We like to invest in businesses with high returns, but the trend in a company’s ROIC is what often surprises the market and moves the stock price. Over the last few years, Quanex’s ROIC has unfortunately decreased significantly. Paired with its already low returns, these declines suggest its profitable growth opportunities are few and far between.
11. Balance Sheet Assessment
Quanex reported $66.27 million of cash and $875.4 million of debt on its balance sheet in the most recent quarter. As investors in high-quality companies, we primarily focus on two things: 1) that a company’s debt level isn’t too high and 2) that its interest payments are not excessively burdening the business.

With $251.8 million of EBITDA over the last 12 months, we view Quanex’s 3.2× net-debt-to-EBITDA ratio as safe. We also see its $29.6 million of annual interest expenses as appropriate. The company’s profits give it plenty of breathing room, allowing it to continue investing in growth initiatives.
12. Key Takeaways from Quanex’s Q2 Results
We were also happy its revenue narrowly outperformed Wall Street’s estimates. On the other hand, its full-year revenue was lowered. Additionally, full-year EBITDA guidance missed and its EBITDA fell short of Wall Street’s estimates. Overall, this was a softer quarter. The stock traded down 14% to $17.95 immediately following the results.
13. Is Now The Time To Buy Quanex?
Updated: December 4, 2025 at 10:12 PM EST
When considering an investment in Quanex, investors should account for its valuation and business qualities as well as what’s happened in the latest quarter.

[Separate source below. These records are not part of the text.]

PR #6709, opened 2023-06-29
EVG-20355 Always allow HTTPS clone for modules

hadjri:
EVG-20355

### Description
Distros that use `legacy-ssh` are currently unable to perform a clone from an HTTPS url in their module section, because they do not pass a token to Github in the clone command. This change modifies that logic as well as removes the `GetRepoOwnerAndName` in favor of `thirdparty.ParseGitUrl` as they do the same thing.

### Testing
Tested before and after in staging, confirmed that a distro host with a legacy SSH default clone value was able to successfully HTTPS clone a private repository in `git.get_project`


agent/command/git.go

Quanex’s business quality ultimately falls short of our standards. Although its revenue growth was exceptional over the last five years, it’s expected to deteriorate over the next 12 months and its diminishing returns show management's prior bets haven't worked out. And while the company’s spectacular EPS growth over the last five years shows its profits are trickling down to shareholders, the downside is its projected EPS for the next year is lacking.
Quanex’s P/E ratio based on the next 12 months is 7x. While this valuation is optically cheap, the potential downside is big given its shaky fundamentals. We're fairly confident there are better stocks to buy right now.

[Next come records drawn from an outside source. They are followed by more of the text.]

PR #6712, opened 2023-06-30
EVG-16283 Add evergreen keep-definitions and evergreen reset-definitions

malikchaya2:
[EVG-16283](https://jira.mongodb.org/browse/EVG-16283)

### Description
This adds a PR-level option where users comment on the PR with evergreen keep-definitions to reuse the definitions in the most recent patch that ran on subsequent pushes. It also adds an option to reset to default with evergreen reset-definitions. 

### Testing
Added unit tests and [tested on staging](https://github.com/evergreen-ci/commit-queue-sandbox/pull/545). 
image

### DIFF
--- a/model/patch/db.go
+++ b/model/patch/db.go
@@ -250,6 +250,13 @@ func MostRecentPatchByUserAndProject(user, project string) db.Q {
 	}).Sort([]string{"-" + CreateTimeKey}).Limit(1)
 }
 
+// MostRecentPatchByPR returns the latest patch for a pr number
+func MostRecentPatchByPR(prNumber int) db.Q {
+	return db.Query(bson.M{
+		bsonutil.GetDottedKeyName(githubPatchDataKey, thirdparty.GithubPatchPRNumberKey): prNumber,
+	}).Sort([]string{"-" + CreateTimeKey}).Limit(1)
+}
+
 // ByVersion produces a query that returns the patch for a given version.
 func ByVersion(version string) db.Q {
 	return db.Query(bson.M{VersionKey: version})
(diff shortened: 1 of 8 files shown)


model/patch/db.go
```diff
@@ -250,6 +250,13 @@ func MostRecentPatchByUserAndProject(user, project string) db.Q {
 	}).Sort([]string{"-" + CreateTimeKey}).Limit(1)
 }
 
+// MostRecentPatchByPR returns the latest patch for a pr number
+func MostRecentPatchByPR(prNumber int) db.Q {
+	return db.Query(bson.M{
```
hadjri, line 255: This should probably also check for the project name, because we can have conflicting PR numbers

model/patch/github.go
```diff
@@ -155,24 +158,39 @@ func NewGithubIntent(msgDeliveryID, patchOwner, calledBy string, pr *github.Pull
...
+		PushedAt:      pr.Head.Repo.PushedAt.Time.UTC(),
+		CalledBy:      calledBy,
+		RepeatPatchId: repeat,
 	}, nil
 }
 
+// getRepeatPatchId returns the patch id to repeat the definitions from
+// this information is found on the most recent pr patch
+func getRepeatPatchId(prNumber *int) string {
+	p, err := FindOne(MostRecentPatchByPR(*prNumber))
```
hadjri, line 186: should use `utility.FromInt` here

model/patch/github.go
```diff
@@ -155,24 +158,39 @@ func NewGithubIntent(msgDeliveryID, patchOwner, calledBy string, pr *github.Pull
...
+	if err != nil || p == nil {
```
hadjri, line 187: Seems we should still be aware of errors that happen here. Can we just return an empty string if `p == nil` and return the error otherwise?

hadjri (changes requested):

model/patch/github.go
malikchaya2: switched it to int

Wall Street analysts have a consensus one-year price target of $28 on the company (compared to the current share price of $13.65).
Although the price target is bullish, readers should exercise caution because analysts tend to be overly optimistic. The firms they work for, often big banks, have relationships with companies that extend into fundraising, M&A advisory, and other rewarding business lines. As a result, they typically hesitate to say bad things for fear they will lose out. We at StockStory do not suffer from such conflicts of interest, so we’ll always tell it like it is.